The authors merged Society of Thoracic Surgeons Database and Multicenter Perioperative Outcomes Group intraoperative data for lung resection procedures using one-lung ventilation across five institutions from 2012 to 2016. They defined one-lung protective ventilation as the combination of both median tidal volume 5 ml/kg or lower predicted body weight and positive end-expiratory pressure 5 cm H2O or greater. The primary outcome was a composite of 30-day major postoperative pulmonary complications.
A total of 3,232 cases were available for analysis. Tidal volumes decreased modestly during the study period (6.7 to 6.0 ml/kg; P < 0.001), and positive end-expiratory pressure increased from 4 to 5 cm H2O (P < 0.001). Despite increasing adoption of a “protective ventilation” strategy (5.7% in 2012 vs. 17.9% in 2016), the prevalence of pulmonary complications did not change significantly (11.4 to 15.7%; P = 0.147). In a propensity score matched cohort (381 matched pairs), protective ventilation (mean tidal volume 6.4 vs. 4.4 ml/kg) was not associated with a reduction in pulmonary complications (adjusted odds ratio, 0.86; 95% CI, 0.56 to 1.32). In an unmatched cohort, the authors were unable to define a specific alternative combination of positive end-expiratory pressure and tidal volume that was associated with decreased risk of pulmonary complications.

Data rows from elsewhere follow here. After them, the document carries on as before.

Issue #5652, opened 2022-06-20
Proper versioning for policy packages


jamesp-epcc:
A recent change to the permissions code in Rucio core broke the API for policy packages. To avoid this happening again, I propose to enforce a proper versioning scheme for the policy packages. The packages already contain a `SUPPORTED_VERSION` field but currently this is never used by Rucio.

My plan is to have Rucio check the supported version field when loading a policy package. If there have been API changes between the version of Rucio supported by the policy package and the version actually running on the server, an error will be raised so that the mismatch can be easily detected.

PR #5777, opened 2022-08-04
Core & Internals: enforce policy package supported version #5652

jamesp-epcc:
This pull request checks the supported version field of the policy package and throws an exception if it is not compatible with the Rucio version.

I am not sure where would be best to store the `first_compatible_version` value. It will need to be updated every time the interface between Rucio and the policy package changes (for example, when the session argument was added to the permissions code recently). I don't know what is the best way to ensure this doesn't get forgotten, but I am open to suggestions.

### DIFF
--- a/lib/rucio/common/utils.py
+++ b/lib/rucio/common/utils.py
@@ -47,7 +47,7 @@ from configparser import NoOptionError, NoSectionError
 
 from rucio.common.config import config_get, config_has_section
 from rucio.common.exception import MissingModuleException, InvalidType, InputValidationError, MetalinkJsonParsingError, RucioException, \
-    DuplicateCriteriaInDIDFilter, DIDFilterSyntaxError, InvalidAlgorithmName
+    DuplicateCriteriaInDIDFilter, DIDFilterSyntaxError, InvalidAlgorithmName, PolicyPackageVersionError
 
 from rucio.common.extra import import_extras
 from rucio.common.types import InternalAccount, InternalScope
@@ -1772,6 +1772,7 @@ def register_policy_package_algorithms(algorithm_type, dictionary):
                 package = os.environ[env_name]
             else:
                 package = config.config_get('policy', 'package' + ('' if not vo else '-' + vo))
+            check_policy_package_version(package)
             module = importlib.import_module(package)
             if hasattr(module, 'get_algorithms'):
                 all_algorithms = module.get_algorithms()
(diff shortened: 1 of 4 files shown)


lib/rucio/common/utils.py
```diff
@@ -1824,6 +1825,31 @@ def try_importing_policy(algorithm_type, dictionary, vo=None):
...
+        module = importlib.import_module(package)
+    except ImportError:
+        # package not found. Will be picked up elsewhere
+        return
+    if not hasattr(module, 'SUPPORTED_VERSION'):
+        # package is not versioned
+        return
+    first_compatible_version = '1.28.0'
+    supported_version = module.SUPPORTED_VERSION
+    if supported_version < first_compatible_version:
```
mlassnig: Does this really do the right thing? :exploding_head: Or does it only work accidentally because it converts the version string into a float?

jamesp-epcc: It should do string comparison by default, rather than converting to float automatically. I guess the question is whether the version strings are always in the correct form for the string ordering to work as intended? It seems like they should be, and all the ones I tested worked correctly, but there may be unusual cases I haven't thought of.

bari12: Sorry for my late reply here.
I don't think this works entirely correct, at least if you take `rcN` and `.postN` versions into account.
I am wondering in general though what the comparison here should be and I think it basically should be equivalence of the major version.

Because this code would allow if the POLICY has `SUPPORTED_VERSION=1.29` but the rucio version is already `1.30` it would not fail. Which seems wrong?

jamesp-epcc: My idea was that we could update `first_compatible_version` only when there is a change that breaks the interface used by the policy package, so a policy package would be compatible with a range of Rucio versions. But maybe that is adding too much complexity. A simple test for version equality might be better, and people can update their policy package `SUPPORTED_VERSION` field when required.

bari12: I think this will miss an important case. New Rucio version comes out (`1.30`) which has some important API change. Thus for unmaintained policies, this will just assume it is working, while it is not.
I think it would be best to implement just a list of compatible versions. (Major versions)
If we really want to make this "elegant" we can implement something like [pip version specifiers](https://peps.python.org/pep-0440/#version-specifiers)
Where you could give a `compatible_version = ['~=1.28', '~=1.30']`etc.

jamesp-epcc:
I have updated this to allow the policy package to contain a list of supported versions, as suggested by Martin. My main concern is whether my method for parsing out the major version from the version string is going to work in all cases.

bari12 (approved):

PR #5782, opened 2022-08-05
Transfers: fix marking multi-source as failed. Closes #5780

### LINKED ISSUE #5780: Failed multi-source transfers not transitioned to failed state
Motivation
----------

this condition is incomplete https://github.com/rucio/rucio/blob/5804712c7eb187ffb1fcfc3bbf49d89c02c0aeff/lib/rucio/transfertool/fts3.py#L576

rcarpa:
The issue is that none of the conditions were matched for a failed
multi-source transfer. So it was never transitioned. The bug was
introduced in 1.29


mlassnig (approved):
oh my, that was confusing :-D

Issue #5779, opened 2022-08-04
Speed up list_replicas() implementation


ivmfnal:
Motivation
----------
DUNE is planning to use ReplicaClient.list_replics() method at the scale of ~1000 files. Currently, the method is too slow to be practical. It hakes from 2.5 to 3 seconds for 100 files. The method needs to be faster to be useful.

Modification
------------
Currently, core.replica.list_replicas() calls _resolve_dids(), which is issuing a query per requested DID, unless the DID type is known and is "file". Unfortunately, when I try to add "did_type":"file" to my list of DIDs on the client side, the server rejects my request because "did_type" is not accepted by the request schema:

In this multicenter retrospective observational analysis of patients undergoing one-lung ventilation during thoracic surgery, the authors did not detect an independent association between a low tidal volume lung-protective ventilation regimen and a composite of postoperative pulmonary complications.
- Lower tidal volume ventilation with moderate positive end-expiratory pressure (PEEP) compared with higher tidal volumes with low PEEP is associated with fewer pulmonary complications in adult respiratory distress syndrome and in abdominal surgery with two-lung ventilation.
- Fewer studies have assessed optimal ventilation strategies for thoracic surgery with one-lung ventilation. Optimal lung protective strategies for one-lung ventilation are undefined.
- This five-center retrospective observational study evaluated records from 3,232 thoracic surgical patients who underwent one-lung ventilation for pneumonectomies, bilobectomies, single lobectomies, segmentectomies, or wedge resections.
- Patients with tidal volumes 5 ml/kg or lower and PEEP greater than 5 cm H2O did not have significantly different 30-day adverse pulmonary outcomes compared with patients not ventilated with this strategy.
- Higher mechanical ventilation driving pressures were not associated with composite 30-day adverse pulmonary outcome.
- The protective ventilation regimen tested was not associated with decreased pulmonary complications.